The number of common shares of the Corporation which may be subject to option under the Stock Option Plan in favour of any one individual and in the aggregate is limited under the terms of the Stock Option Plan and cannot be increased without shareholder and regulatory approval. Options granted under the Stock Option Plan have a maximum term of ten years and are exercisable at a price per share determined by the Board of Directors of the Corporation at the time the option is granted, which price may not be less than the closing price of the common shares on The Toronto Stock Exchange on the last trading day immediately preceding the date of grant of the option. The options initially granted under the Stock Option Plan were approved by the Board of Directors of the Corporation at the time of grant. All subsequent grants of options are reviewed by the Human Resources Committee and recommended to the Board of Directors for approval.

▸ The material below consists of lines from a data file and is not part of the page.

PR #564, opened 2013-12-17
add support for py_modules in setup.py (fix #399)

### LINKED ISSUE #399: catkin should support the python setup.py argument `py_modules`
When using this argument to setup.py's `setup()` function catkin warns:

```
*** Arguments ['py_modules'] to setup() not supported in catkin devel space in setup.py of camera_info_manager_py
```

It ges installed into the install space, but it does not create a redirection placeholder for the devel space.

Since this is a core functionality of python's distribution system we should support it.

Here is an example setup.py:

```
from distutils.core import setup
from catkin_pkg.python_setup import generate_distutils_setup

d = generate_distutils_setup(
    py_modules=['camera_info_manager'],
    package_dir={'': 'src'}
)

setup(**d)
```

dirk-thomas:
@tfoote @wjwwood Please review (and give it a try).

### DIFF
--- a/cmake/catkin_python_setup.cmake
+++ b/cmake/catkin_python_setup.cmake
@@ -103,6 +103,37 @@ function(catkin_python_setup)
     endforeach()
   endif()
 
+  # generate relay-script for each python module (and __init__.py files) if available
+  if(${PROJECT_NAME}_SETUP_PY_MODULES)
+    list(LENGTH ${PROJECT_NAME}_SETUP_PY_MODULES modules_count)
+    math(EXPR modules_range "${modules_count} - 1")
+    foreach(index RANGE ${modules_range})
+      list(GET ${PROJECT_NAME}_SETUP_PY_MODULES ${index} module)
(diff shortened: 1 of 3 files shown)


cmake/catkin_python_setup.cmake
```diff
@@ -103,6 +103,37 @@ function(catkin_python_setup)
     endforeach()
   endif()
 
+  # generate relay-script for each python module (and __init__.py files) if available
+  if(${PROJECT_NAME}_SETUP_PY_MODULES)
```
tfoote, line 107: Where does `${PROJECT_NAME}_SETUP_PY_MODULES` get set?

dirk-thomas, line 107: See below in file `cmake/interrogate_setup_dot_py.py` line 145 (https://github.com/ros/catkin/pull/564/files#diff-1a64629722ecefc0444795a8016e892eR145).

tfoote:
+1

wjwwood:
+1

PR #566, opened 2013-12-21
added atomic_configure_file function to catkin

wjwwood:
Also made catkin use it in a few places. This was done to prevent errors when building multiple catkin packages into the same devel space in parallel.

### DIFF
--- a/cmake/atomic_configure_file.cmake
+++ b/cmake/atomic_configure_file.cmake
@@ -1,0 +1,5 @@
+function(atomic_configure_file input output)
+  set(atomic_file "${CMAKE_BINARY_DIR}/atomic_configure_file")
+  configure_file("${input}" "${atomic_file}" ${ARGN})
+  file(RENAME "${atomic_file}" "${output}")
+endfunction()
--- a/cmake/catkin_add_env_hooks.cmake
+++ b/cmake/catkin_add_env_hooks.cmake
@@ -83,7 +83,7 @@ function(catkin_add_env_hooks file_prefix)
       else()
         set(in_template ${base}.in)
       endif()
-      configure_file(${in_template}
+      atomic_configure_file(${in_template}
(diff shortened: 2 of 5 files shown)


wjwwood:
This is related to #330.

cmake/catkin_add_env_hooks.cmake
```diff
@@ -46,6 +46,8 @@
 #
 # @public
 #
+include(${catkin_EXTRAS_DIR}/atomic_configure_file.cmake)
```
dirk-thomas: Instead of including the file in multiple location please add it to the global list of included files: https://github.com/ros/catkin/blob/groovy-devel/cmake/all.cmake#L100

cmake/atomic_configure_file.cmake
```diff
@@ -0,0 +1,9 @@
+function(atomic_configure_file input output)
+  set(_TEMP_CONFIGURE_DIR ${CMAKE_BINARY_DIR}/_temp_configure_dir)
```
dirk-thomas: The the function scope the variable doesn't need to be prefixed with `_` and could be shorter to.

The folder could be named `atomic_configure_file`.

cmake/atomic_configure_file.cmake
```diff
@@ -0,0 +1,9 @@
...
+  if(NOT EXISTS "${_TEMP_CONFIGURE_DIR}" AND NOT IS_DIRECTORY "${_TEMP_CONFIGURE_DIR}")
```
dirk-thomas: The `IS_DIRECTORY` check is not necessary. `EXISTS` already covers that.

wjwwood:
Ok, I addressed each of the concerns.

wjwwood:
Squashed.

dirk-thomas:
+1

PR #572, opened 2014-01-05
update handling of library deduplication to support build configuration keywords in the whole process (fix #565)

### LINKED ISSUE #565: catkinConfig.cmake should strip out 'debug' and 'optimized' attributes from catkin_LIBRARIES
I'm have a catkin package `A` which adds `debug;bar.so;optimized;bar.so` to the cmake variable `${A_LIBRARIES}`, and thus also adds to `${catkin_LIBRARIES}`:

I also have package `B` that has a build depends on `A`.  When `BConfig.cmake` is generated, the `debug` and `optimized` attributes are stipped out of `${B_LIBRARIES}`. This is done is [catkin/cmake/catkin_package.cmake:249-264](https://github.com/ros/catkin/blob/0.5.77/cmake/catkin_package.cmake#L249).

Suppose I add a catkin package `C` which depends on `A` and `B`, in that order.  In catkinConfig.cmake, `A_LIBRARIES` will be added to `catkin_LIBRARIES` with `list_append_deduplicate` at [line 84](https://github.com/ros/catkin/blob/0.5.77/cmake/catkin_config.cmake#L84), and then `B_LIBRARIES` will be added to `catkin_LIBRARIES` with `list_append_deduplicate`.  How the dedeuplicate call will strip out `bar.so` , leaving the words `debug` and `optimized` in `catkin_LIBRARIES`.

Thus, we get:
`catkin_LIBRARIES=debug;optimized;bar.so`

I'm assuming that the solution is for `catkinConfig.cmake` to do something similar to the debug/optimize stripping that's done in `catkin_package.cmake`.

**This is seen on catkin version 0.5.77**

dirk-thomas:

@wjwwood Can you please run a build with a big workspace on OS X with this branch? (I ran a successful build of (most of) desktop_full and looked at some generated CMake config files and they looked good.)


tfoote:
From a read through +1 

To confirm there are no other keywords we might encounter and want to support?

dirk-thomas:
`debug`, `optimized` and `general` are the only build configuration keywords (http://www.cmake.org/cmake/help/v2.8.12/cmake.html#command:target_link_libraries) and they should all be supported.

wjwwood:
+1

vpradeep07:
Thanks for making these changes.  I tested this branch on one of our codebases that has catkin packages that export `DEBUG` and `RELEASE` tags, and things seem to be working smoothly.

Looking forward to seeing these changes merged back in!

wjwwood:
Seems to work fine on my local machine, building PCL and `pcl_ros` which are known to use these library configuration keywords.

Compensation of the Chief Executive Officer

The process for the setting of the compensation of the Chief Executive Officer of the Corporation is the same as for the other members of senior management of the Corporation. The Chief Executive Officer’s performance is evaluated by the Human Resources Committee relative to various objectives set for him and the Corporation.

The Human Resources Committee and the Board of Directors continue to be of the view that Mr. Walsh provides the leadership that permitted the Corporation to advance its initiatives in 2005 and in making their compensation decision they considered other factors including his contribution to the business performance and anticipated future performance of the Corporation.

In consideration of Mr. Walsh’s contribution to the Corporation, Mr. Walsh received a salary of $320,000 and was granted fully vested incentive stock options to purchase 240,000 common shares of the Corporation for a period of five years. Mr. Walsh was also granted a performance bonus of $95,000 for work done in 2005.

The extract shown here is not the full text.